Dataset entries:
PR #185, opened 2023-06-20
feat (freshdesk): create basic dbt tests [DE-210]

emily-flambe:
As recorded by this three-part Loom video series (for CTA eyes only, sorry looky-loos!)

[Part 1](https://www.loom.com/share/02ced0dc409048b49643fa1b640fdbfb?sid=f43e3d47-6f99-4883-a13e-a7ebc59cd542)
[Part 2](https://www.loom.com/share/c3c8cf6744864ce28d187555bc9b0ee5?sid=9b2f706c-303f-49b8-99f1-394b22d3b802)
[Part 3](https://www.loom.com/share/e2284d333f0644c391fefee11980ddaf?sid=c3d75a76-b7a8-42d6-a40b-8524c36279e7)

This PR implements the following dbt tests on the Freshdesk base tables:

- `_airbyte_emitted_at` should be a timestamp
- `_airbyte_ab_id` should be unique and not null (this should be true if 1_cta_full_refresh is replacing date partitions as expected, meaning that `min(_airbyte_emitted_at)` should never be smaller than yesterday's date)
- `id` should be unique and not null - I added this using my _intuition_ and it seems to hold up for everything except the table `survey_questions_base`, for which `id` is a string value like "default question," and clearly not a proper UPK.

These tests are passing in both dev and prod (when running locally) after having deleted straggler rows that had `_airbyte_emitted_at` values back in April - I think this happens when the sync gets temporarily messed up, because the models in 1_cta_full_refresh only rewrite today's and yesterday's date partitions, so if there's a longer interval between successive runs, an old partition might remain in the base data. These tests will fail (as they should) if that happens again in the future.

### DIFF
--- a/dbt-cta/freshdesk/models/1_cta_full_refresh/_1_cta_full_refresh__models.yml
+++ b/dbt-cta/freshdesk/models/1_cta_full_refresh/_1_cta_full_refresh__models.yml
@@ -7,6 +7,9 @@ models:
     columns:
       - name: id
         description: ''
+        tests:
+          - not_null
+          - unique
       - name: agent_id
         description: ''
       - name: ticket_id
@@ -45,6 +48,9 @@ models:
     columns:
       - name: id
         description: ''
+        tests:
+          - not_null
+          - unique
       - name: name
         description: ''
       - name: description
@@ -71,6 +77,9 @@ models:
     columns:
       - name: id
         description: ''
+        tests:
+          - not_null
+          - unique
       - name: name
         description: ''
       - name: description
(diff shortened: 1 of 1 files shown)


jitoquinto (approved):
🔥 thanks for the looms!

jitoquinto:
oh one question, the universal tests has tests for the `airbyte_normalized_at` column. Should these have that test too?

emily-flambe:
> oh one question, the universal tests has tests for the `airbyte_normalized_at` column. Should these have that test too?

Good catch! We probably should actually drop that from universal_tests.yml to avoid confusion since we don't actually use `_airbyte_normalized_at` - for partners that care about metadata surrounding when data were synced, we will just be pointing them to `_airbyte_emitted_at`.

PR #186, opened 2023-06-22
fix: dbt tests generator add universal tests to all models

jitoquinto:
https://techallies.atlassian.net/browse/DE-410

Looks like the issue was just  `model_config in model_configs[0]:` It should've been accessing `model_config[0]`. 
I also did a bit of renaming and breaking out since some of the code was hard for me to understand haha


emily-flambe (approved):
Awww yeah! Way to leave the campsite better than you found it 🎉 I tested this with usvote_foundation and it seems to be doing the thing, so you're good to merge this and close out the ticket!!

PR #188, opened 2023-06-28
hotfix (freshdesk): dedupe on `id` for tables `conversation` and `ticket`

emily-flambe:
dbt tests for `id` uniqueness have started failing for `conversation` and `ticket`. These appear to be unwanted dupes originating in the source data, so this PR introduces CTEs that dedupe using only the most recently emitted row for each `id`.


kanelouise (approved):
LGTM!

PR #189, opened 2023-07-03
feat (blocks): add new models and tests [DE-285]

emily-flambe:
While implementing the Blocks sync for a new partner, I found a number of tables that were not included in the original dbt because they were absent from the original data source we were using to develop the sync.

This means that not all partners will use all possible models included in this sync, which in turn means that a partner whose block data is not using some of the models will fail dbt runs (due to missing `_airbyte_raw_*` source tables) until those tables are initialized (with zero rows of course).

Possible TODO(): add that as a step to the DAG, or at least write some kind of script to initialize missing source tables? seems like premature optimization for now, but might be necessary later on in order to preserve our sanity.

(see also the PR that modifies the DMDF config to start delivering this data to the TOT project: https://github.com/community-tech-alliance/airflow-dags/pull/327)


royconst (approved):
Looked at this a couple times. It's a lot of files but don't see anything that stands out as wonky. Don't really have an idea on how to handle the tables but the scenario is interesting. I'll keep it in mind when plugging in dbt in the future.

emily-flambe:
> Looked at this a couple times. It's a lot of files but don't see anything that stands out as wonky. Don't really have an idea on how to handle the tables but the scenario is interesting. I'll keep it in mind when plugging in dbt in the future.

Yeah, this is the first time we've encountered this scenario (same sync with different subsets of tables actually being synced for different partners) - gonna be a cute little technical challenge for us to worry about once we start syncing this data for State Voices in addition to TOT, but we don't _need_ to worry about it until then 😎

jitoquinto:
Just leaving an idea here before it leaves my brain haha. We could try something with the `--exclude`[ flag when running dbt](https://docs.getdbt.com/reference/node-selection/exclude). And it seems like [these dbt selectors](https://docs.getdbt.com/reference/node-selection/yaml-selectors#exclude) could be used to create a group of models to exclude. It seems like we can make some Selectors that exclude or include specific models based on vendor offerings (so depending on a partners deal with a vendor, we can include/exclude a set list of models)

emily-flambe:
> Just leaving an idea here before it leaves my brain haha. We could try something with the `--exclude`[ flag when running dbt](https://docs.getdbt.com/reference/node-selection/exclude). And it seems like [these dbt selectors](https://docs.getdbt.com/reference/node-selection/yaml-selectors#exclude) could be used to create a group of models to exclude. It seems like we can make some Selectors that exclude or include specific models based on vendor offerings (so depending on a partners deal with a vendor, we can include/exclude a set list of models)

I'm just working through messages from my week of PTO lol but this sounds VERY promising!! I'll write myself a reminder to slap it into a ticket... at some point.

PR #191, opened 2023-07-05
feat (google ads): add dbt tests [DE-211]

emily-flambe:
Pretty straightforward since there are only 2 tables we actually deliver in this sync, and the only obvious test to add is to make sure `hashid` is unique. Also added tests for `unique_combination_of_columns` based on the fields that are used to generate the hashid. That _should_ be redundant with the hashid row uniqueness test but I was feeling spicy.

@kanelouise @royconst


royconst (approved):
Looks fine :thumbsup:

• **PROBLEM TO SOLVE**: If a line in the records above has the word "approved", copy it.

• **EXERCISE OUTPUT**:
jitoquinto (approved):
emily-flambe (approved):
kanelouise (approved):
royconst (approved):
royconst (approved):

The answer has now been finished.